A principle design feature should be that cleaning and maintenance can be easily carried out. Invariably, this means that adequate space is provided between tanks or runs of tanks. There are compromises to be made regarding maintenance of pipe work, valves, etc. and the need for disinfection and cleaning. Each tank or water system must have its own net(s) and other equipment as required with facilities within the room for initial disinfection of these.

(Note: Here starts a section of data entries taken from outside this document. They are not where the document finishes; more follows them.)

Issue #5646, opened 2023-02-24
Refactor step to Implement positive and negative step separately 


amrita-shrestha:
Currently, we have steps where we handle both positive and negative testing. Discussed in this PR comment https://github.com/owncloud/ocis/pull/5609#discussion_r1116493927 . 
Find all steps similar to this and separate them into two 
Some steps are 
```
 When the administrator tries to remove user "Alice" from group "nonexistentgroup" using the Graph API
 When the user "Alice" tries to change the email of user "Brian" to "" using the Graph API
When the user "Alice" tries to change the display name of user "Brian" to "" using the Graph API
```

PR #5733, opened 2023-03-06
[tests-only][full-ci]Seperate test steps for positive and negative cases

SwikritiT:
## Description
This PR separates the positive and negative test steps. 

## Related Issue

- Fixes https://github.com/owncloud/ocis/issues/5646

## Motivation and Context
The test step that used to be 
```feature
When the administrator tries to add user "Alice" to group "nonexistentgroup" using the Graph API
```
This is now defined as
```feature
When the administrator tries to add user "Alice" to a nonexistent group using the Graph API
```
 This is because previously we followed the following logic to randomly generate the user-id of a non-existing user/group 
```php
try {
	$groupId = $this->featureContext->getAttributeOfCreatedGroup($group, "id");
} catch (Exception $e) {
	$groupId = WebDavHelper::generateUUIDv4();
}
try {
	$userId = $this->featureContext->getAttributeOfCreatedUser($user, "id");
} catch (Exception $e) {
	$userId = WebDavHelper::generateUUIDv4();
}
```
The problem with this logic is that if the request for getting the group id somehow fails due to some legitimate reason other than the expected user not existing, the id would still be generated which is not something we want. So we separate the cases so that the fake id is created only for the expected steps.

## How Has This Been Tested?

- locally
CI
## Types of changes

- [ ] Technical debt

## Checklist:

- [ ] Code changes
- [ ] Unit tests added
- [ ] Acceptance tests added

### DIFF
--- a/tests/acceptance/features/apiGraph/addUserToGroup.feature
+++ b/tests/acceptance/features/apiGraph/addUserToGroup.feature
@@ -136,7 +136,7 @@ Feature: add users to group
 
 
   Scenario: admin tries to add user to a non-existing group
-    When the administrator tries to add user "Alice" to group "nonexistentgroup" using the Graph API
+    When the administrator tries to add user "Alice" to a non-existing group using the Graph API
     Then the HTTP status code should be "404"
 
 
@@ -147,7 +147,7 @@ Feature: add users to group
 
 
   Scenario: admin tries to add user to a group without sending the group
-    When the administrator tries to add user "Alice" to group "" using the Graph API
+    When the administrator tries to add user "Alice" to a non-existing group using the Graph API
     Then the HTTP status code should be "404"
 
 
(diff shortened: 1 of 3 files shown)


SwikritiT:
I haven't changed this line because this is necessary for https://github.com/owncloud/ocis/blob/7a8458247a506cd3defc615b991f1deeaec70af3/tests/acceptance/features/bootstrap/GraphContext.php#L1692-L1695

Because it's used here
https://github.com/owncloud/ocis/blob/2ceab0146f39903d7fd0de5535192bf1d344e1e8/tests/acceptance/features/apiGraph/addUserToGroup.feature#L195-L205

Need suggestion on if we should explicitly define the step as following or leave it as it is

```feature
 When the administrator "Alice" tries to add the following existent and nonexistent users to a group "grp1" at once using the Graph API
```

ScharfViktor (approved):

ScharfViktor:
double approve :laughing: I don't know how it happened

image

saw-jan (approved):
LGTM

SwikritiT:
I'll merge this and do the remaining changes in the next PR.

PR #5639, opened 2023-02-23
[test-only] ApiTest. Disable/enable user

ScharfViktor:
Changed tests:
- [x] creating user with "accountEnabled" by default
- [x] getting users with different filter- check parameter "accountEnabled"

Added tests:
- [x] disabling user.  
- [ ] enabling user

PR #5739, opened 2023-03-06
[test-only] ApiTest. Disable/enable user (#5639)

ScharfViktor:
port #5639 to master

### DIFF
--- a/tests/TestHelpers/GraphHelper.php
+++ b/tests/TestHelpers/GraphHelper.php
@@ -171,6 +171,7 @@ class GraphHelper {
 	 * @param string|null $password
 	 * @param string|null $email
 	 * @param string|null $displayName
+	 * @param bool|true $accountEnabled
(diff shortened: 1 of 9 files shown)


ownclouders:
:boom: Acceptance test [<strong>localApiTests-apiGraph-ocis</strong>](https://drone.owncloud.com/owncloud/ocis/19904/45/1) failed. Further test are cancelled...

saw-jan (approved):

individual-it (approved):

individual-it (commented):
I think we should put the `@skipOnStable2.0` tags also into the feature files of master, so that the files are really the same

ScharfViktor:
> I think we should put the `@skipOnStable2.0` tags also into the feature files of master, so that the files are really the same

Yes, I will move the tags from this PR to the next PR for the master

Issue #5669, opened 2023-02-27
Autoprovision user role Assignments from OIDC claims


rhafer:
When authenticating with OIDC we need to be able to update a user's role assignments based on values set in the access token (or claims returned from the userinfo endpoint). 

- The name of the claim holding the user's roles must be configurable
- We should be able to define a mapping of roles-names from the IDP to roles names in oCIS
- For a later ticket: we might need to be able to map more complex claim values to role assignments in the future, e.g. the user might have claims like: `userSchoolMapping = [[0123, School 1, teacher], [0124, School 2, student],[0125, School 3, Administrator]]`.

rhafer:
> When authenticating with OIDC we need to be able to update a user's role assignments based on values set in the access token (or claims returned from the userinfo endpoint).

With keycloak, the userinfo endpoint does not seem to return the the assigned roles by default. (That can be changed via additional configuration)

The access_token in keycloak is a JWT however. And it contains the realm roles by default (AFAICS) in the nested `realm_access` claim. E.g.:

```
"realm_access": {
    "roles": [
      "offline_access",
      "uma_authorization",
      "ocisUser"
    ]
  },
```

This claim of course also all the other realm roles assigned to the user.

Yet another way to  get the information would be to fetch it from the introspection endpoint. In keycloak however this is only accessible for confidential clients.

PR #5750, opened 2023-03-07
ocis_keycloak: Add ocis roles as realm roles

rhafer:
This adds the roles ocisAdmin, ocisSpaceAdmin, ocisUser and ocisGuest as realm roles to the the oCIS realm. It also assigns those roles to the demo users.

Additionally the missing demo user "Katherine Johnson" is added with the role of "ocisSpaceAdmin".

The changes to actually evaluate the roles from ocis will follow in a later PR.

### DIFF
--- a/deployments/examples/ocis_keycloak/config/keycloak/ocis-realm.dist.json
+++ b/deployments/examples/ocis_keycloak/config/keycloak/ocis-realm.dist.json
@@ -1634,9 +1634,10 @@
           "protocolMapper": "oidc-usermodel-realm-role-mapper",
           "consentRequired": false,
           "config": {
-            "user.attribute": "foo",
             "access.token.claim": "true",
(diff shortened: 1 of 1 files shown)


rhafer:
related to #5669

rhafer:
> Will oCIS have a logic to use the "highest privileges role" (if there is something like an order of privileges!?)

Good question. I guess we'll somehow need to add that to ocis, yes. 
 
> What do we do about `OCIS_ADMIN_USER_ID` is that still needed for other usecases? Because if you're using Keycloak, you won't need that somewhat constrained setting anymore.

The keycloak deployment it not really uses `OCIS_ADMIN_USER_ID`. The admin user basically works for keycloak because it is already provisioned in ocis at startup.

`OCIS_ADMIN_USER_ID` is currently still needed for setups using an external LDAP server with the builtin IDP.

PR #5751, opened 2023-03-07
Cleanup some oidc related bits

rhafer:
This removes a bit of unused code. And moves the jwks discovery in to the ocis-pkg/oidc module.


rhafer:
related issue #5669

butonic (approved):
we should probably move the https://pkg.go.dev/github.com/owncloud/ocis/v2/services/proxy/pkg/proxy/policy#Selector docs te the dev docs? to give examples how different policies can be used to route requests to sharded reva instances ... then `ocis.routing.policy` would be more prominent, and `ownclouduuid` as a claim probably also deserves its own documentation.

but not as part of this PR ...

Issue #5603, opened 2023-02-20
graph: use user `userType` property to distinguish `Member` vs `Guest` accounts


butonic:
To let the WebUI expose to admins if a user is provisioned to the master ldap or if it is a guest account for a slave.

The former is stored in the global LAP subtree of users and we should set the `userType` to `Member`.
The latter  is stored in a school specific subtree of users and we should set the `userType` to `Guest`.

The Web UI can then mark all `userType=Member` users as read only.

Having a dedicated subtree for users also allows setting specific LDAP ACLs to allow an instance to manage only the guest accounts for its school...

🤔 

so we can have the same guest user in multiple schools? that would break the login for them ... so wea are back to a single huge list of accounts with an ldap property that allows us to distinguish them?

cc @rhafer

Excds:
Suggestion:
- Calling /graph/v1.0/users with userType not set will create a user as "Member"
- Calling /graph/v1.0/users with userType set as "Member" or "Guest" will create a user as "Member" or "Guest"
- Calling /graph/v1.0/users with userType set as anything but "Member" or "Guest" returns error

- Calling /graph/v1.0/education/users with userType not set will create a user as "Member"
- Calling /graph/v1.0/education/users with userType set as "Member"  will create a user as "Member" and primary role as parameter specifies
- Calling /graph/v1.0/education/users with userType set as "Guest" will create a user as "Guest" and primary role as "student"
- Calling /graph/v1.0/education/users with userType not set as anything but "Member" or "Guest" returns error

Excds:
>     * Calling /graph/v1.0/education/users with userType set as "Guest" will create a user as "Guest" and primary role as "student"

When thinking about it, it doesn't make sense to force the "student" primary role, there might be guest teachers or something.

Updated version:

- Calling /graph/v1.0/users with userType not set will create a user as "Member"
- Calling /graph/v1.0/users with userType set as "Member" or "Guest" will create a user as "Member" or "Guest"
- Calling /graph/v1.0/users with userType set as anything but "Member" or "Guest" returns error
- Calling /graph/v1.0/education/users with userType not set will create a user as "Member"
- Calling /graph/v1.0/education/users with userType set as "Member" will create a user as "Member" and primary role as parameter specifies
- Calling /graph/v1.0/education/users with userType set as "Guest" will create a user as "Guest" and primary role as parameter specifies
- Calling /graph/v1.0/education/users with userType not set as anything but "Member" or "Guest" returns error

PR #5779, opened 2023-03-09
Make a call to graph service for user creation on invite request.

Excds:
## Description
Make a simple call to the graph service user creation on invitation request.

## Motivation and Context
This is for the POC of inviting guest users.

## How Has This Been Tested?
Tested with curl, but no unit tests since being a POC.

## Types of changes

- [ ] Technical debt

## Checklist:

- [x] Code changes
- [ ] Unit tests added
- [ ] Acceptance tests added


butonic (approved):

services/invitations/pkg/service/v0/service.go
```diff
@@ -110,7 +110,20 @@ func (s svc) Invite(ctx context.Context, invitation *invitations.Invitation) (*i
 	}
 	client := &http.Client{Transport: tr}
 
-	req, err := http.NewRequest(s.config.Endpoint.Method, urlWriter.String(), bytes.NewBufferString(bodyWriter.String()))
+	userRole := "guest"
```
rhafer, line 113: According to the MS spec the `primaryRole` is restricted to the values `student` or `teacher` IIUC. So we should probably not misuse it here.

We need to add a userType property for user at some point (see #5603) which we could set to `guest` here.

For I would be fine if we hardcode the primaryRole to `student` and at some later point add it as a property on the invitation request. Just creating "normal" non-education users would also be fine.

rhafer (changes requested):

services/invitations/pkg/service/v0/service.go
rhafer: > * Calling /graph/v1.0/ecuation/users with userType set as "Guest" will create a user as "Guest" and primary role as "student"

Do we actually currently require a `primaryRole` to be set? If not I think we could just leave it unset in this case.

Other than that your suggestions sound fine to me. Could you please add them to the #5603 ticket?

butonic: @Excds I don't think we are diverging. The examples you give perfectly match what lan be found in the MS Graph docs:

The MS graph user entity *does* have a `userType` property: https://learn.microsoft.com/en-us/graph/api/resources/user?view=graph-rest-1.0#properties

Property | Type | Description
-- | -- | --
userType | String | A string value that can be used to classify user types in your directory, such as `Member` and `Guest`. Returned only on $select. Supports $filter (eq, ne, not, in, and eq on null values). NOTE: For more information about the permissions for member and guest users, see [What are the default user permissions in Azure Active Directory?](https://learn.microsoft.com/en-us/azure/active-directory/fundamentals/users-default-permissions?context=graph/context#member-and-guest-users)

The link is interesting because it explains the difference between Guest and Member users:
> * *Member users* can register applications, manage their own profile photo and mobile phone number, change their own password, and invite B2B guests. These users can also read all directory information (with a few exceptions).
> 
> * *Guest users* have restricted directory permissions. They can manage their own profile, change their own password, and retrieve some information about other users, groups, and apps. However, they can't read all directory information.
> 
> For example, guest users can't enumerate the list of all users, groups, and other directory objects. Guests can be added to administrator roles, which grant them full read and write permissions. Guests can also invite other guests.


Users created through invitations by default become `Guest` users, although company administrators can invite users as type `Member`, as described in [the list of properties for the invitation resource](https://learn.microsoft.com/en-us/graph/api/resources/invitation?view=graph-rest-1.0#properties)

Property | Type | Description
-- | -- | --
invitedUserType | String | The userType of the user being invited. By default, this is Guest. You can invite as Member if you are a company administrator.

butonic:
@Excds I'm happy to just merge this into the `invitation` branch ASAP. we should just continue in a single branch. Lets discuss how to move forward tomorrow. Maybe the `invitation` branch should just be made green, we merge it and then change the base of this branch to master?

PR #7113, opened 2023-08-24
Add tracing to more places in userlog.

ainmosni:
This passes the treaceprovider to more places where it belongs
and also adds tracing to the event processing.


dragonchaser (approved):
lgtm

PR #7140, opened 2023-08-29
support AD FS

butonic:
AD FS `/adfs/.well-known/openid-configuration` has an optional `access_token_issuer` which, in violation of the OpenID Connect spec, takes precedence over `issuer`.

Evn MS had to patch its own clients: https://jpassing.com/2022/02/04/using-adfs-access-tokens-for-workload-identity-federation/

### DIFF
--- a/ocis-pkg/oidc/client.go
+++ b/ocis-pkg/oidc/client.go
@@ -308,15 +308,14 @@ func (c *oidcClient) verifyAccessTokenJWT(token string) (RegClaimsWithSID, jwt.M
 		return claims, mapClaims, err
 	}
 
-	validIssuer := false
+	issuer := c.issuer
 	if c.provider.AccessTokenIssuer != "" {
 		// AD FS .well-known/openid-configuration has an optional `access_token_issuer` which takes precedence over `issuer`
 		// See https://learn.microsoft.com/en-us/openspecs/windows_protocols/ms-oidce/586de7dd-3385-47c7-93a2-935d9e90441c
-		validIssuer = claims.VerifyIssuer(c.provider.AccessTokenIssuer, true)
-	} else {
-		validIssuer = claims.VerifyIssuer(c.issuer, true)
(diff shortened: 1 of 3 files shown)


rhafer (approved):
**sigh** :disappointed: :skull_and_crossbones: :hankey: :bomb:

I guess we have to ...

ocis-pkg/oidc/client.go
```diff
@@ -308,7 +308,15 @@ func (c *oidcClient) verifyAccessTokenJWT(token string) (RegClaimsWithSID, jwt.M
...
-	if !claims.VerifyIssuer(c.issuer, true) {
+	validIssuer := false
+	if c.provider.AccessTokenIssuer != "" {
+		// AD FS .well-known/openid-configuration has an optional `access_token_issuer` which takes precedence over `issuer`
+		// See https://learn.microsoft.com/en-us/openspecs/windows_protocols/ms-oidce/586de7dd-3385-47c7-93a2-935d9e90441c
+		validIssuer = claims.VerifyIssuer(c.provider.AccessTokenIssuer, true)
+	} else {
+		validIssuer = claims.VerifyIssuer(c.issuer, true)
+	}
+	if !validIssuer {
```
kobergj, line 319:
```suggestion
	issuer := c.issuer
	if c.provider.AccessTokenIssuer != "" {
		// AD FS .well-known/openid-configuration has an optional `access_token_issuer` which takes precedence over `issuer`
		// See https://learn.microsoft.com/en-us/openspecs/windows_protocols/ms-oidce/586de7dd-3385-47c7-93a2-935d9e90441c
		issuer = c.provider.AccessTokenIssuer
	}

	if !claims.VerifyIssuer(issuer, true) {
```

Can we avoid unnecessary `else` statements please? They are nothing but complicated.

kobergj (changes requested):

kobergj (approved):

PR #7169, opened 2023-08-31
[tests-only][full-CI] make httpresponse check function able to accept response object as parameter

KarunAtreya:
## Description
Currently theHTTPStatusCodeShouldBe() uses response that is set early to check status code. This pr refactors theHTTPStatusCodeShouldBe() so that it can also accept response object as parameter to get statuscode from and check it.

## Related Issue
https://github.com/owncloud/ocis/issues/7082

## Motivation and Context
As we are removing the setResponse() in given steps we should make theHTTPStatusCodeShouldBe() also to be able to take the returned response as parameter and check the status code from it to verify that given steps have passed.

## How Has This Been Tested?

- test environment:
- locally
- CI

## Types of changes

- [ ] Technical debt

## Checklist:

- [ ] Code changes
- [ ] Unit tests added
- [ ] Acceptance tests added

### DIFF
--- a/tests/acceptance/features/bootstrap/FeatureContext.php
+++ b/tests/acceptance/features/bootstrap/FeatureContext.php
@@ -1298,11 +1298,13 @@ class FeatureContext extends BehatVariablesContext {
 	 *
 	 * @param int|int[]|string|string[] $expectedStatusCode
 	 * @param string|null $message
+	 * @param ResponseInterface|null $response
 	 *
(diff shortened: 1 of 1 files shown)


SwikritiT (commented):
LGTM

saw-jan (approved):

SagarGi (approved):
LGTM :+1:

PR #7217, opened 2023-09-05
Clientlog Service

kobergj:
Introduces the `clientlog` service that send machine readable notifications to clients


services/clientlog/README.md
```diff
@@ -0,0 +1,14 @@
...
+## The `...log` service ecosystem
+
+`...log` services (`userlog`, `clientlog`) are responsible for composing notifications for a certain audience.
+  -  `userlog` service translates and adjust messages to be human readable
+  -  `clientlog` service composes machine readable messages so clients can act without needing to query the server
+  -  `sse` service is only responsible for sending these messages. It does not care about their form or language
+
+## `clientlog` events
+
+The messages the `clientlog` service sends are meant to be used by clients, not by users. The client might for example be informed that a file is finished postprocessing, so it can make the file available to the user without needing to make another call to the server.
```
mmattel, line 14:
```suggestion
# Clientlog Service

The `clientlog` service is responsible for composing machine readable notifications for clients. Clients are apps and web interfaces.

## The Log Service Ecosystem

Log services like the `userlog`, `clientlog` and `sse` are responsible for composing notifications for a certain audience.
-  The `userlog` service translates and adjust messages to be human readable.
-  The `clientlog` service composes machine readable messages, so clients can act without the need to query the server.
-  The `sse` service is only responsible for sending these messages. It does not care about their form or language.

## Clientlog Events

The messages the `clientlog` service sends are intended for the use by clients, not by users. The client might for example be informed that a file has finished postprocessing. With that, the client can make the file available to the user without additional server queries.
```
Maybe @EParzefall wants to have an additional look over

EParzefall: Two minor fixes added. LGTME.

services/clientlog/pkg/service/service.go
```diff
@@ -0,0 +1,140 @@
...
+	"github.com/owncloud/ocis/v2/ocis-pkg/log"
+	"github.com/owncloud/ocis/v2/services/clientlog/pkg/config"
+	"go.opentelemetry.io/otel/trace"
+)
+
+// ClientNotification is the event the clientlog service is sending to the client
+type ClientNotification struct {
+	Type   string
+	ItemID string
+}
```
kobergj, line 24: @felix-schwarz I was told you already thought about `sse`s and how they should look like. Unfortunately nobody could tell me where you have written them down. This is what we have so far for client notifications. It's very basic but we can iterate over it. 

Any suggestions/remarks/comments from your side?

services/clientlog/pkg/service/service_test.go
```diff
@@ -0,0 +1,3 @@
+package service_test
+
+// TODO: TEST!
```
fschade, line 3: ... ;)

fschade (commented):
nothing crucial, up to you

testing... not sure, not much business logic involved

fschade (approved):

services/clientlog/pkg/service/service_test.go
kobergj: Not much business logic. Mocking services would be a nightmare. Removed the `_test.go` files

PR #7226, opened 2023-09-05
deployment: Disable username validation for keycloak example

rhafer:
Set 'GRAPH_USERNAME_MATCH' to 'none'. To accept any username that is also valid for keycloak.


mmattel (approved):
As discussed 👍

All facilities should have a dedicated quarantine room, or at least a separated quarantine area. As the name implies, strict separation of fish, water, and equipment must be maintained between the quarantine area and the main facility. This is accomplished by having dedicated equipment and only staff trained in sterile or aseptic techniques and other policies for avoiding pathogen transmission that are allowed in the area. Rigid policies should be in place to ensure staff working inside the quarantine area does not transfer potential pathogens outside of the area or into the main facility. Policies should include having designated protective clothing, dedicated husbandry and care equipment for use in the quarantine facility, prohibiting staff from moving directly from quarantine to the main facility, hand washing after leaving the facility, and thorough disinfection of equipment and wastes required to leave quarantine. For the former chemical disinfection may be adequate but for the latter, autoclave disinfection may be advised (Wedemeyer, 2001
; Harms, 2003
Appropriate training of husbandry and investigative staff in understanding the importance of control of infectious diseases and procedures to avoid pathogen exposures is critical. Prior work experience of fish husbandry staff in many research facilities comes from caring for pet or ornamental fish, which can be entirely different than caring for large numbers of valuable research animals. At least one staff member should have some training in fish health, and this person could be the key point to interact with the institution’s laboratory animal veterinarian and outside diagnostic laboratories. Several short courses on fish health are available and many are geared towards aquarists and aquaculturists, fish health professionals and veterinarians. The staff should follow written standard operating procedures (SOPs). These documents are considered “living documents” in that they should be modified or updated as frequently as necessary by the manager or supervisor such that these SOPs reflect what is actually being done by personnel within the laboratory and animal facilities.